# Extensive Sister of Battle Conversion work?



## MadCowCrazy (Mar 19, 2009)

So I really like the Sisters of Battle but hate the way some of their units look.
How far are you allowed to go with conversion work? Been thinking about taking a bunch of Seraphim and cutting off their legs, arms and head. Cutting up the legs into feet, lower legs and upperlegs and then using greenstuff so I can pose them whatever way I want. Same with arms and grinding off the hair on the head and use greenstuff to make my own hairstyle.

Was told at the local WH club that as long as the model is 51% GW its ok to do this.
Anyone else done anything like this? or similar extensive conversion work?


----------



## loyalist42 (Sep 7, 2007)

As far as the 51% rule, that only really applies if you plan to compete in a GW tournament. Even then, so long as you use GW models for the basis of your conversions and keep to the general GW look, you'll probably be alright. 

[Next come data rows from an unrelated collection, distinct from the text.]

PR #33, opened 2023-01-05
[REPLACED] Typed Plonk tests for Linearised and Non-Linearised Prover

suyash67:
# REPLACED BY PR https://github.com/AztecProtocol/barretenberg/pull/92


suyash67:
Closing because we got rid of linearised prover anyway.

I definitely agree with your assessment of the SoB range; I was actually thinking about converting Cadian guardsmen into counts-as SoB...so I say go ahead and try, and post pics when you do!


----------



## Arcane (Feb 17, 2009)

Speaking of that, how many tournies actually follow this rule of 51%? Is it only the official GW tournies? In which case, that would only be the gamesday events correct?


----------



## gwmaniac (Sep 1, 2008)

If you're going to rebuild the legs, arm, AND head, then that seems way too extensive for conversion work, you're almost creating your own miniature, which is just as bad as molding and casting them. Because right now, from what I hear from your conversion plans, you're only going to have the torso remaining while you're building everything else, making it more than 49 percent non GW.


----------



## Arcane (Feb 17, 2009)

gwmaniac said:


> If you're going to rebuild the legs, arm, AND head, then that seems way too extensive for conversion work, you're almost creating your own miniature, which is just as bad as molding and casting them. Because right now, from what I hear from your conversion plans, you're only going to have the torso remaining while you're building everything else, making it more than 49 percent non GW.

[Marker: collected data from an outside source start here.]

PR #34, opened 2023-01-05
Cg/poc manifest

codygunton:
Write manifest and partially-integrate StandardHonk. Summary of major changes:
- Changed `Manifest` and `RoundManifest` constructors to take a vector instead of an initializer list. This was necessary to allow building  `RoundManifest`'s of varying length (there is no way to programatically specify an initializer list, as far as I can tell).
- Reorganized prover proof construction functions to have informative names and match more cleanly with the analogous functions for plonk (future todo: rename these).
- Mocked transcript interactions of the prover.
 - Added test `StandardHonkComposer.BaseCase` to ensure that manifest and new prover functions compile and run without segfaults. Test does not have any `EXPECT`s.
- Template `create_unrolled_prover` by flavor.  Composer no longer has any of its own functions, it is just a container coordinating several classes, so we needed a place to put the `create_manifest` function. I put this in the flavor. Perhaps the whole `ComposerHelper` class should be templated with Flavor and `CircuitConstructor` created from this.
- Move some objects of Honk from `waffle` to `honk` namespace for clarity. Eventually there should be no `waffle`s anywhere, and this should first happen inside Honk files.
- Added `onk` namespace as a place for proving system things shared between `honk` and `plonk`.


cpp/src/aztec/honk/composer/composer_helper/composer_helper.cpp
```diff
@@ -257,15 +262,15 @@ std::shared_ptr<verification_key> ComposerHelper<CircuitConstructor>::compute_ve
  * @return The verifier.
  * */
 template <typename CircuitConstructor>
-Verifier ComposerHelper<CircuitConstructor>::create_verifier(CircuitConstructor& circuit_constructor)
+waffle::Verifier ComposerHelper<CircuitConstructor>::create_verifier(CircuitConstructor& circuit_constructor)
```
ledwards2225, line 265: This needs to be a honk::Verifier. Just flagging for now, maybe this can wait

cpp/src/aztec/honk/composer/composer_helper/composer_helper.cpp
```diff
@@ -293,14 +300,18 @@ UnrolledVerifier ComposerHelper<CircuitConstructor>::create_unrolled_verifier(Ci
 }
 
 template <typename CircuitConstructor>
-UnrolledProver ComposerHelper<CircuitConstructor>::create_unrolled_prover(CircuitConstructor& circuit_constructor)
+template <typename Flavor>
+// TODO(Cody): this file should be generic with regard to flavor/arithmetization/whatever.
+StandardUnrolledProver ComposerHelper<CircuitConstructor>::create_unrolled_prover(
```
ledwards2225, line 305: Either rolled/unrolled has to go. My vote would be to get rid of the unrolled keyword but I can see why you'd want to keep it for consistency with PlonK.

cpp/src/aztec/honk/composer/composer_helper/composer_helper.hpp
```diff
@@ -1,68 +1,75 @@
 #include <srs/reference_string/file_reference_string.hpp>
 #include <proof_system/proving_key/proving_key.hpp>
-#include <plonk/proof_system/verification_key/verification_key.hpp>
+#include <honk/proof_system/prover.hpp>
+// keeping this include for now to use the proving key
```
ledwards2225: Is this still necessary? Doesn't seem like it should be. Something still isn't hooked up right?

cpp/src/aztec/honk/proof_system/program_settings.hpp
```diff
@@ -16,7 +16,7 @@ class standard_verifier_settings : public waffle::standard_settings {
     static constexpr size_t num_challenge_bytes = 32;
     static constexpr transcript::HashType hash_type = transcript::HashType::Keccak256;
 
-    static constexpr size_t num_polys = StandardArithmetization::NUM_POLYNOMIALS;
+    static constexpr size_t num_polys = onk::StandardArithmetization::NUM_POLYNOMIALS;
```
ledwards2225: Haha 'onk'? I mean, I see what you did there but..

cpp/src/aztec/honk/proof_system/prover.cpp
```diff
@@ -255,47 +264,109 @@ template <typename settings> void Prover<settings>::execute_third_round()
...
+    transcript.add_element("sigma_3", barretenberg::fr(105).to_buffer());
+    transcript.add_element("q_1", barretenberg::fr(106).to_buffer());
+    transcript.add_element("q_2", barretenberg::fr(107).to_buffer());
+    transcript.add_element("q_3", barretenberg::fr(108).to_buffer());
+    transcript.add_element("q_m", barretenberg::fr(109).to_buffer());
+    transcript.add_element("q_c", barretenberg::fr(110).to_buffer());
+    transcript.add_element("z_perm", barretenberg::fr(111).to_buffer());
+    transcript.add_element("z_perm_omega", barretenberg::fr(112).to_buffer());
+
+    transcript.apply_fiat_shamir("rho");
```
ledwards2225: This will be done in Gemini so I think it belongs in `execute_univariatization_round()`

cpp/src/aztec/honk/proof_system/prover.cpp
```diff
@@ -255,47 +264,109 @@ template <typename settings> void Prover<settings>::execute_third_round()
...
+}
+
+/**
+ * For Plonk: the polynomials are univariate, so this is a no-op.
+ * For Honk:
+ * - Get rho challenge
+ * - Compute Fold polynomials and commitments.
+ *
+ * */
+template <typename settings> void Prover<settings>::execute_univariatization_round()
```
ledwards2225, line 308: Ok so the two functions you have here,  `execute_univariatization_round` and `execute_pcs_evaluation_round` are handled by the single Gemini function `reduce_prove`. So these two functions can be combined into one, say `execute_gemini` (or whatever you want). This new function will mock the FOLD commitments and the uni evals as well as compute challenges rho and r.

cpp/src/aztec/honk/proof_system/prover.cpp
```diff
@@ -255,47 +264,109 @@ template <typename settings> void Prover<settings>::execute_third_round()
...
+
+/**
+ * For Plonk: Batching is combined with generation of opening proof polynomial commitments.
  *
+ * For Honk:
+ * - Do Fiat-Shamir to get "nu" challenge.
+ * - Compute Shplonk batched quotient commitment [Q]_1.
  * */
-template <typename settings> void Prover<settings>::execute_fifth_round()
+template <typename settings> void Prover<settings>::execute_shplonk_round()
```
ledwards2225, line 342: Similarly, I think `nu` should be computed in this function rather than the preceding one. This corresponds to what is done in the Shplonk function `reduce_prove`. (Looks like that's also consistent with your comment so maybe this was just an accident). Just FYI in case you take a look: the challenges in the Shplonk code are called `rho` and `r` right now (same names as gemini), but I suppose they should be changed to `nu` and `z` or whatever we decide on

cpp/src/aztec/honk/sumcheck/polynomials/multivariates.hpp
```diff
@@ -104,9 +104,14 @@ template <class FF_, size_t num_polys, size_t num_vars> class Multivariates {
...
     std::array<FF, num_polys> batch_evaluate(std::array<FF, num_vars> input)
     {
-        // TODO(Cody): IOU implementation.
+        // TODO(Cody): these just get extracted from the folded multivariates
+        // For now, at least initialize properly.
         static_cast<void>(input);
-        return { { 1 } };
+        std::array<FF, num_polys> result;
+        for (auto& elt : result) {
+            elt = 1;
```
ledwards2225: `elt`?

cpp/src/aztec/plonk/proof_system/verifier/verifier.test.cpp
```diff
@@ -298,6 +298,7 @@ TEST(verifier, verify_arithmetic_proof_small)
     EXPECT_EQ(result, true);
 }
 
+// TODO(Cody): This test is suddenly very slow to run?
```
ledwards2225, line 301: Not sure why this would've changed but this is constructing a proof of non-trivial size so makes sense that it would take some time I suppose. Prover stuff here could be mocked like I was planning to do for the equivalent honk verifier test.

cpp/src/aztec/proof_system/flavor/flavor.hpp
```diff
@@ -0,0 +1,169 @@
...
+              { .name = "sigma_2",      .num_bytes = fr_size, .derived_by_verifier = false, .challenge_map_index = 4 },
+              { .name = "sigma_3",      .num_bytes = fr_size, .derived_by_verifier = false, .challenge_map_index = 5 },
+              { .name = "q_1",          .num_bytes = fr_size, .derived_by_verifier = false, .challenge_map_index = 6 },
+              { .name = "q_2",          .num_bytes = fr_size, .derived_by_verifier = false, .challenge_map_index = 7 },
+              { .name = "q_3",          .num_bytes = fr_size, .derived_by_verifier = false, .challenge_map_index = 8 },
+              { .name = "q_m",          .num_bytes = fr_size, .derived_by_verifier = false, .challenge_map_index = 9 },
+              { .name = "q_c",          .num_bytes = fr_size, .derived_by_verifier = false, .challenge_map_index = 10 },
+              { .name = "z_perm",       .num_bytes = fr_size, .derived_by_verifier = false, .challenge_map_index = 11 },
+              { .name = "z_perm_omega", .num_bytes = fr_size, .derived_by_verifier = false, .challenge_map_index = -1 },
```
ledwards2225: I dont think `z_perm_omega` (or the appropriate analog for Honk) will exist here right? And maybe this will include id polys and maybe a couple of lagrange polys? Probably not necessary to hammer out for this PR

cpp/src/aztec/proof_system/proving_key/proving_key.cpp
```diff
@@ -27,6 +27,7 @@ proving_key::proving_key(const size_t num_gates,
                          waffle::ComposerType type = waffle::STANDARD)
     : composer_type(type)
     , n(num_gates)
+    , log_n(numeric::get_msb(num_gates))
```
ledwards2225, line 30: ah, handy

ledwards2225 (changes requested):
Looks good to me. Minor comments about making the new Prover structure consistent with the functionality in Gemini/Sphlonk. I would propose simply disabling the Honk Verifier test to get this PR in. It fails because it relies on the actual proof construction in the Prover (rather than some mocked thing) which is changed in this work. I will get it working again in a follow-on that also incorporates the full Honk Manifest.

cpp/src/aztec/plonk/proof_system/verifier/verifier.test.cpp
codygunton: Makes sense, just thought I'd flag the change for a time in case we noticed some of our tests were unexpectedly slow--maybe this would give a clue.

cpp/src/aztec/honk/sumcheck/polynomials/multivariates.hpp
codygunton: "element". But you're anti-abbreviation, I can change.

cpp/src/aztec/proof_system/flavor/flavor.hpp
codygunton: Indeed.

cpp/src/aztec/honk/sumcheck/polynomials/multivariates.hpp
ledwards2225: hah I genuinely couldn't decipher that one

cpp/src/aztec/honk/proof_system/program_settings.hpp
codygunton: I couldn't think of a good name so I chose a reasonable name... might become something like `proving_system` or `proving_system_shared` but we don't know what all will be in this namespace and I'd rather not start with that and then have it polluted.

cpp/src/aztec/honk/composer/composer_helper/composer_helper.cpp
codygunton: Yeah unrolled is a terrible name. Plan is to kill the linearization trick, then I think we should just have `create_prover`. But for now we need both, even here, because `ComposerHelper` is generic and needs to hold stuff for Plonk.

cpp/src/aztec/honk/proof_system/program_settings.hpp
ledwards2225: What I don't like is that 1) it looks like a typo at first glance and 2) it's incredibly hard to search for

cpp/src/aztec/honk/proof_system/prover.cpp
codygunton: I agree this should move forward one round.

cpp/src/aztec/honk/proof_system/prover.cpp
codygunton: Thanks for pointing that out. I will combine these into a single `execute_pcs_evaluation_round`.

cpp/src/aztec/honk/proof_system/prover.cpp
codygunton: I agree.

cpp/src/aztec/honk/proof_system/program_settings.hpp
codygunton: FINE ;)

cpp/src/aztec/honk/sumcheck/polynomials/multivariates.hpp
codygunton: This is a clear sign you were in applied math.

codygunton:
Per our conversation, it seems natural that `execute_univariatization_round` and `execute_pcs_evaluation_round` will be merged and `execute_shplonk_round`, `execute_kzg_round` will be merged, so that the final four rounds of the honk manifest become two. However, it's not totally clear what should happen here, so in the interest of getting this PR in to avoid blocking others I leave this as a future task. This has the benefit of closely matching what is in the proving system outline, which currently diverges, notationally and in terms of the grouping semantics, of what we have in Gemini.

cpp/src/aztec/honk/composer/composer_helper/composer_helper.hpp
codygunton: Nope, removed.

cpp/src/aztec/honk/composer/composer_helper/composer_helper.cpp
codygunton: Leaving as future task.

How would GSing the legs into different poses make them non GW or "bad"? There are White Dwarf mags which show how to do this extensively with the legs.


----------



## MadCowCrazy (Mar 19, 2009)

gwmaniac said:


> If you're going to rebuild the legs, arm, AND head, then that seems way too extensive for conversion work, you're almost creating your own miniature, which is just as bad as molding and casting them. Because right now, from what I hear from your conversion plans, you're only going to have the torso remaining while you're building everything else, making it more than 49 percent non GW.



Look up at what Arcane wrote. I know YOU are a bit touchy about conversion work since I got my other thread locked but that was more of a making my own models. With this idea the model will stay 100% GW and all I do to it is cut it into pieces and greenstuff it together in other poses.

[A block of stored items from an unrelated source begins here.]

PR #36, opened 2023-01-06
[REPLACED] SRS Transcript Cleanup

suyash67:
# REPLACED BY PR https://github.com/AztecProtocol/barretenberg/pull/93

PR #39, opened 2023-01-09
[REPLACED] Commit to Wires Using Lagrange SRS

suyash67:
# REPLACED BY PR https://github.com/AztecProtocol/barretenberg/pull/94


suyash67:
Note: we need to merge #36 before this one.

If we go back to molding your own models, how would you react to this :
Cut say a Seraphim into pieces, create molds from the parts and melt down other exact same Seraphim models to create the exact same parts but in greater quantity?
Why? So you dont have to cut the models into pieces over and over. or. To find out what the stance on this would be. The parts would be 100% GW model material, just "conversed" into other parts.

Allso, the 51% rule, is it based on size or weight ratio? Pewter is quite heavy so one could easily just take the body and glue on plastic arms and legs and maintain a 51% ratio weight for weight.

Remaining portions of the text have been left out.